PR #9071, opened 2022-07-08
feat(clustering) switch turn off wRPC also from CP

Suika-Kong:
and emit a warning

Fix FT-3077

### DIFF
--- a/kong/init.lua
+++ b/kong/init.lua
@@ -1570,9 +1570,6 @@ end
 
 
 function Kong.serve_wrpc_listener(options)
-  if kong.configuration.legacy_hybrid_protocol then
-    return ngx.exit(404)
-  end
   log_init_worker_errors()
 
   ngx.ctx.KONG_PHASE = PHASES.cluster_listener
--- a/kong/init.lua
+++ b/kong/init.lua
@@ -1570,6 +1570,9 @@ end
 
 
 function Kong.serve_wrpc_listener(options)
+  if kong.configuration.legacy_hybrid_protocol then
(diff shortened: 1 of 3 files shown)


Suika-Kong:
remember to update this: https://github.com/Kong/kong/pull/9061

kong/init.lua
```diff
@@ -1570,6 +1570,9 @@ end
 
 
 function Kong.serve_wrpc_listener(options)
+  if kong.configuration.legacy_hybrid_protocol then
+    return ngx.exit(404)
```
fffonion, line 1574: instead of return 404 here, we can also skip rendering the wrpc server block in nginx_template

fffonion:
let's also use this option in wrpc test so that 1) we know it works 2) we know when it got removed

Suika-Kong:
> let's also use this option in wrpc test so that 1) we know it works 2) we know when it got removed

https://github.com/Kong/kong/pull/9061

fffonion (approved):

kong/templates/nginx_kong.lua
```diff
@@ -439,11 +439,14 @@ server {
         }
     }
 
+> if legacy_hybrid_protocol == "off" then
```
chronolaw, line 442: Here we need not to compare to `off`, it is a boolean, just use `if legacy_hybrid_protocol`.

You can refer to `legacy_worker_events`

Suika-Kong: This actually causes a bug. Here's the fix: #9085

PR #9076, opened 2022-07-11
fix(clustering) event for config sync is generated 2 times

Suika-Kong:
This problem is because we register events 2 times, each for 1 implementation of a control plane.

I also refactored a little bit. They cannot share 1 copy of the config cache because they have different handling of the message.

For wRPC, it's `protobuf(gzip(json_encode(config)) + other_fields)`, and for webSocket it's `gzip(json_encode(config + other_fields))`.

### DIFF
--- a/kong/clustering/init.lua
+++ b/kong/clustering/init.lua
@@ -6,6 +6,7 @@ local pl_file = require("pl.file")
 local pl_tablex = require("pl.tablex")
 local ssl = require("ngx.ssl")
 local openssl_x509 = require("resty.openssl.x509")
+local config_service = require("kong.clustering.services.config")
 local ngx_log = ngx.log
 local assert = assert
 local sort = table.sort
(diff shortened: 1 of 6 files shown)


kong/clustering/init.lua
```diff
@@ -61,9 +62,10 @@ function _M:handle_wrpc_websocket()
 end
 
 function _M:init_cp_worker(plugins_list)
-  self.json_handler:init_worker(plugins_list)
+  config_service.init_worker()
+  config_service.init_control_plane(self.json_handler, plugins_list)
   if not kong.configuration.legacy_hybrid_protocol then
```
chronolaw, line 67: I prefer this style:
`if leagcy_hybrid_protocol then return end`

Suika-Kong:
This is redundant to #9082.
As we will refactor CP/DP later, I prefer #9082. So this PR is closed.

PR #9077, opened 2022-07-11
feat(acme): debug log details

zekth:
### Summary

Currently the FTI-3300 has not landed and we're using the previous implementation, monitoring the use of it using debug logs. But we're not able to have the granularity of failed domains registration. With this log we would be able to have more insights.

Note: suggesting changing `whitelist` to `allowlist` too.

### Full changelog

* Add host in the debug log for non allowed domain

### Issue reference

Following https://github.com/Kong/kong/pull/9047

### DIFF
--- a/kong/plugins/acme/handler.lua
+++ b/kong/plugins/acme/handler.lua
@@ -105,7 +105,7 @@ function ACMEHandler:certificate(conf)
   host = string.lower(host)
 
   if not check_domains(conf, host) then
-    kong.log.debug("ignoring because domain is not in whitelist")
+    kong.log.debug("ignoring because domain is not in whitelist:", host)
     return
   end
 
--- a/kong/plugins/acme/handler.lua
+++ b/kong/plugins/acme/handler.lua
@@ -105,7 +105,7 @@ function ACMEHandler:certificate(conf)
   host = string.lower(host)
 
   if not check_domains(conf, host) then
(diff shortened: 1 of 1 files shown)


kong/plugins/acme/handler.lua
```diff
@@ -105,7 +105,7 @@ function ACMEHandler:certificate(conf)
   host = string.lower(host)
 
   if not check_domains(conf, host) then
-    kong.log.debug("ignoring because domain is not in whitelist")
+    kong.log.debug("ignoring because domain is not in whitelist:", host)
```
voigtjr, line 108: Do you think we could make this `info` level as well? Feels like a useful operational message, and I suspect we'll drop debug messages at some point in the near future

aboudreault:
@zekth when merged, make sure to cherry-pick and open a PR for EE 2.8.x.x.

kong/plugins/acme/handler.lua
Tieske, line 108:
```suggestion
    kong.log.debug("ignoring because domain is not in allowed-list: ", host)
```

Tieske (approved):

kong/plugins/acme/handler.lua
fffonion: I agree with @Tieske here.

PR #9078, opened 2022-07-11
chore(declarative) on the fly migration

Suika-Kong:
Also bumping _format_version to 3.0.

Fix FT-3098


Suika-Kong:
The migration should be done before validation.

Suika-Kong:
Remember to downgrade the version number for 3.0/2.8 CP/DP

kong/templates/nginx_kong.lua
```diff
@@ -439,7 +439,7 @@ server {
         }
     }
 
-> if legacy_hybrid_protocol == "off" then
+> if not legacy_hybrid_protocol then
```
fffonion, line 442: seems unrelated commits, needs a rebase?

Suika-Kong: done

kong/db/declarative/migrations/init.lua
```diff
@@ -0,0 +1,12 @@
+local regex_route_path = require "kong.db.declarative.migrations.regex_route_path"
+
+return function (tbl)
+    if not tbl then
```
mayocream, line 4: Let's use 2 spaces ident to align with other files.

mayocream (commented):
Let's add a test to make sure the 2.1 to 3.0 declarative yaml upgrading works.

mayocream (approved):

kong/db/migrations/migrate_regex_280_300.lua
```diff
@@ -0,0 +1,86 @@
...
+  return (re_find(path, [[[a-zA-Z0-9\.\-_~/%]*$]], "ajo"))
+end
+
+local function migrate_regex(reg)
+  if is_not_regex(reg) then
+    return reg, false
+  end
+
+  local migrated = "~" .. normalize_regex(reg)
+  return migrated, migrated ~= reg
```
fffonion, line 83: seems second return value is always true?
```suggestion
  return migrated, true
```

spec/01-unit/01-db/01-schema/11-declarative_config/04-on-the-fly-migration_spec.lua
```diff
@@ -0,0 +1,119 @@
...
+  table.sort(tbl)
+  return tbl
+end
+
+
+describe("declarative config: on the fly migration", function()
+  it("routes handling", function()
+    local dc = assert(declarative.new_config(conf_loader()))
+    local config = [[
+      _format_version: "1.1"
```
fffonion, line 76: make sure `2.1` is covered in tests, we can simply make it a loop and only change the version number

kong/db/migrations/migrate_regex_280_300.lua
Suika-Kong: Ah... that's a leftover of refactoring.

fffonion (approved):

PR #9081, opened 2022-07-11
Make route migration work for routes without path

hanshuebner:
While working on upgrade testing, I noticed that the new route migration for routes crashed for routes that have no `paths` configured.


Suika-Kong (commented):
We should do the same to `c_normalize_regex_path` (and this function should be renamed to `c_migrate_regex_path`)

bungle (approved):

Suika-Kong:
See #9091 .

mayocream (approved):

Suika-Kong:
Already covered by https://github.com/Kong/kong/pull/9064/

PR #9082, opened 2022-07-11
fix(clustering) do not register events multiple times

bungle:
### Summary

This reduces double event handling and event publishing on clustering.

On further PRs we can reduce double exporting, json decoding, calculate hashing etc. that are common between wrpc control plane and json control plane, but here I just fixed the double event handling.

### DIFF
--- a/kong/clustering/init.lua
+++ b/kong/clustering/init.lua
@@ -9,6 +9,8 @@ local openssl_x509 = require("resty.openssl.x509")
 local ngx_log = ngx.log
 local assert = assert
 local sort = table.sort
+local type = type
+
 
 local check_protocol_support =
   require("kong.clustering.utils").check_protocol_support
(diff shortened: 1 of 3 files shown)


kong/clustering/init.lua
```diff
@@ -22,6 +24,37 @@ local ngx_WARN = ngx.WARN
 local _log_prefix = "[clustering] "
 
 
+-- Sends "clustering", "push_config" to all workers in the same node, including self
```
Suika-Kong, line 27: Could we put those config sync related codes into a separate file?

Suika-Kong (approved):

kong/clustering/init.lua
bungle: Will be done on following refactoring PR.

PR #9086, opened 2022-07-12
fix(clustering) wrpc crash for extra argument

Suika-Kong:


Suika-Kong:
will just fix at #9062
---
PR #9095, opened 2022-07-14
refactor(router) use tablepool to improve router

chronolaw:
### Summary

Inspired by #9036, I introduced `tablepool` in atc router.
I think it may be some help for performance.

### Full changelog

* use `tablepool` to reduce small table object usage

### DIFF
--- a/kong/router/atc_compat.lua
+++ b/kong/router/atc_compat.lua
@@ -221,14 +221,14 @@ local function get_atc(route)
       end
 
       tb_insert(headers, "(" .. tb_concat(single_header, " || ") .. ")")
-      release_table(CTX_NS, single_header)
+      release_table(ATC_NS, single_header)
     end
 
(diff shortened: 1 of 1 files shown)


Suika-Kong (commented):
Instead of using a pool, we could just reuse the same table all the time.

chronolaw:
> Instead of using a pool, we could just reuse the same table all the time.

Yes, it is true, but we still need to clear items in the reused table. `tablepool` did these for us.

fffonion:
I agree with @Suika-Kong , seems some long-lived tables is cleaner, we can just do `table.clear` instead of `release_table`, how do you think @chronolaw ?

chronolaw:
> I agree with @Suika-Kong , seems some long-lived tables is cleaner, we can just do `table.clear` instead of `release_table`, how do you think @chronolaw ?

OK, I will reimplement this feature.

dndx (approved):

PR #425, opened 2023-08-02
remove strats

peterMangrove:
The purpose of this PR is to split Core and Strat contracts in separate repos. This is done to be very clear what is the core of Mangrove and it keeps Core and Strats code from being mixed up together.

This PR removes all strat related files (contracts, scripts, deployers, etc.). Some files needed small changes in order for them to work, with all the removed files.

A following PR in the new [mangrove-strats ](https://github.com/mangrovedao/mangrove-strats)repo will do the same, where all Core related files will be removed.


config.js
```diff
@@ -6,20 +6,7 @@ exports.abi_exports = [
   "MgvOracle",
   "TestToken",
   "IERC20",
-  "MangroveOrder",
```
---
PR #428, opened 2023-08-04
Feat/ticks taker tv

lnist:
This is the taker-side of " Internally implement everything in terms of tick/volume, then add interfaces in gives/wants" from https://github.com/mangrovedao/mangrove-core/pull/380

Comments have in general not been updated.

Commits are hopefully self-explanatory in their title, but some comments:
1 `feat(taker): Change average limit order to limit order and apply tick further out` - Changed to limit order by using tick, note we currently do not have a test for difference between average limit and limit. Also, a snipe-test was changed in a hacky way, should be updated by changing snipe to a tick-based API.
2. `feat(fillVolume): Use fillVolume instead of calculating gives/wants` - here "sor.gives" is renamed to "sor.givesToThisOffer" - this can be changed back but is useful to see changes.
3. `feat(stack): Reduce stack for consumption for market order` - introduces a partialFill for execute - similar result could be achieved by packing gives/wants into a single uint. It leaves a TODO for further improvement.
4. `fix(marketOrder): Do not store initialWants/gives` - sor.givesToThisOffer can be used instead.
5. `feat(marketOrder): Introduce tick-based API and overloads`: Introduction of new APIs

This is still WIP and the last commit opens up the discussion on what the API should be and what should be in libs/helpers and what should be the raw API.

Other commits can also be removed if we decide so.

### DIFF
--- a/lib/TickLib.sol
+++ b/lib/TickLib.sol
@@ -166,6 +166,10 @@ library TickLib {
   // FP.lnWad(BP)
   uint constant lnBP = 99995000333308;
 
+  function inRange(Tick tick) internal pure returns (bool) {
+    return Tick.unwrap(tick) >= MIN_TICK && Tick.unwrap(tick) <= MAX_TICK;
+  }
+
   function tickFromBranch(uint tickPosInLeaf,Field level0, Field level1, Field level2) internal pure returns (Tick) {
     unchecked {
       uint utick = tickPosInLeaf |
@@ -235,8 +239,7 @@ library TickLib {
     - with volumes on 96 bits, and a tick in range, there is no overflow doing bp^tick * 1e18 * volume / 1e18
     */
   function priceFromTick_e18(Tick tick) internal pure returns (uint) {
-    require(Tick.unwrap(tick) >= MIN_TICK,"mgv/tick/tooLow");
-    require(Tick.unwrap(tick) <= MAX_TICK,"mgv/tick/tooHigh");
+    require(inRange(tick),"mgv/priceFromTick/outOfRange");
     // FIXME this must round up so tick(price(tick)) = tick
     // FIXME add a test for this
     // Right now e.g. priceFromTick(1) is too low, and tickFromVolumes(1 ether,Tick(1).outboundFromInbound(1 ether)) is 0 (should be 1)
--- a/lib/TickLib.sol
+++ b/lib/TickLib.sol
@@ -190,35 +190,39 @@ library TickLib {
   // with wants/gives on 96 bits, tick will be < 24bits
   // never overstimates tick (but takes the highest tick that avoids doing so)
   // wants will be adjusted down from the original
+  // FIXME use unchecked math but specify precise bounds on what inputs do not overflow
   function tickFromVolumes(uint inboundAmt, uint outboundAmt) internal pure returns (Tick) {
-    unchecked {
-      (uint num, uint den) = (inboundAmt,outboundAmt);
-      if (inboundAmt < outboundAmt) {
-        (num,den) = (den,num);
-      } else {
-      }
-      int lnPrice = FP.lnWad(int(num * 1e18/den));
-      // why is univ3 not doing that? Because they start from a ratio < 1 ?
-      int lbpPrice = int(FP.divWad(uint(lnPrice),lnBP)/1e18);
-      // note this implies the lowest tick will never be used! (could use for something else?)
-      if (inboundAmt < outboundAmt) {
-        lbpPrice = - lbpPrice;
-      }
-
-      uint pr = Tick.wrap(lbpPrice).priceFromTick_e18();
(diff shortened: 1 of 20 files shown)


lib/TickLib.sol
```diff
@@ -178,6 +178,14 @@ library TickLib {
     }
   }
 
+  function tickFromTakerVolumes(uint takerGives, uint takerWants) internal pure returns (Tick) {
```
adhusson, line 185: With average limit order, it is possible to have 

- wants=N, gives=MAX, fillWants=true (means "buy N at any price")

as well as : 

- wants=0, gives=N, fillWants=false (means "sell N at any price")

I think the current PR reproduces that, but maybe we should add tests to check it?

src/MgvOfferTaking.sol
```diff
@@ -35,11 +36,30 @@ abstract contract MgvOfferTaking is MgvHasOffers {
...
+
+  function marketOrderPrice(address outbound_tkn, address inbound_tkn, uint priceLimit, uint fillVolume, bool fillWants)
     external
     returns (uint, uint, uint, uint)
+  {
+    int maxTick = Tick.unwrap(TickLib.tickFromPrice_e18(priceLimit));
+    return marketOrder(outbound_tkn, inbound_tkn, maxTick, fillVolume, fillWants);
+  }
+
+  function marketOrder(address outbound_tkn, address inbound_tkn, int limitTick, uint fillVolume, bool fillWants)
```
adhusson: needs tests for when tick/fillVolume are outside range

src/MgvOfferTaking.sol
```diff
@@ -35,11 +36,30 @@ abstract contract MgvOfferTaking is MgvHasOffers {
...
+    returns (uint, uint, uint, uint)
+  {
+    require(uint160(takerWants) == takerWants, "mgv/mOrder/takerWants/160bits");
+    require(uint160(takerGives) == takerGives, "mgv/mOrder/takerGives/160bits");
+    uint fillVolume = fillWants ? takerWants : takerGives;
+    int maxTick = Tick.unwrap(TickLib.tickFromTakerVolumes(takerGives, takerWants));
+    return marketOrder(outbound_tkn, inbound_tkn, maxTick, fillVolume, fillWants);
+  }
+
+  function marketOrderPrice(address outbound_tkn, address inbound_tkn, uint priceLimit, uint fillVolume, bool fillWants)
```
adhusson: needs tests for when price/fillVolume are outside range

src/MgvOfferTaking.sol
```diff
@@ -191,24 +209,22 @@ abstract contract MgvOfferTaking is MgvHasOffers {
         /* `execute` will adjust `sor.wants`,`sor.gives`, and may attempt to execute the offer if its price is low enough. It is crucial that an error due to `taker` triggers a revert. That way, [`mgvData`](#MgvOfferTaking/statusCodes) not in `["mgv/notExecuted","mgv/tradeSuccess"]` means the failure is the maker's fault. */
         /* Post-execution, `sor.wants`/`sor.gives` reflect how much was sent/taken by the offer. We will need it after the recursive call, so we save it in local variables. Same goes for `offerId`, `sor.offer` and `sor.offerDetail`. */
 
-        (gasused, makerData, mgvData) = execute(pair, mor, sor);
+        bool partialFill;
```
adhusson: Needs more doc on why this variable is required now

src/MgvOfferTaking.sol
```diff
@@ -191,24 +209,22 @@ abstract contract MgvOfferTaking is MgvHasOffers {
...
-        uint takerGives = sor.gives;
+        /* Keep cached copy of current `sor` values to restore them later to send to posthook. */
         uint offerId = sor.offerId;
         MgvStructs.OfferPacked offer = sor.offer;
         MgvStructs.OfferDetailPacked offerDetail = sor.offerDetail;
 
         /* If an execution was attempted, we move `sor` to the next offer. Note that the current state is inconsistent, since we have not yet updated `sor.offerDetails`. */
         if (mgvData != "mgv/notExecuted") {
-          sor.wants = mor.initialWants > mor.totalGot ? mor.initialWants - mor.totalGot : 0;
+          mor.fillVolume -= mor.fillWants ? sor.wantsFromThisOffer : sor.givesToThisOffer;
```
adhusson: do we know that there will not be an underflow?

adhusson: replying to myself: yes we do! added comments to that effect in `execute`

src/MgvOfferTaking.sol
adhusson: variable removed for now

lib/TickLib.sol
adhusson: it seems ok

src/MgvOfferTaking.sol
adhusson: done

* **ASSIGNMENT**
Looking at the material above, count the lines where the word "tables" occurs, and answer with that count alone.

* **RESPONSE TO THIS TASK**
2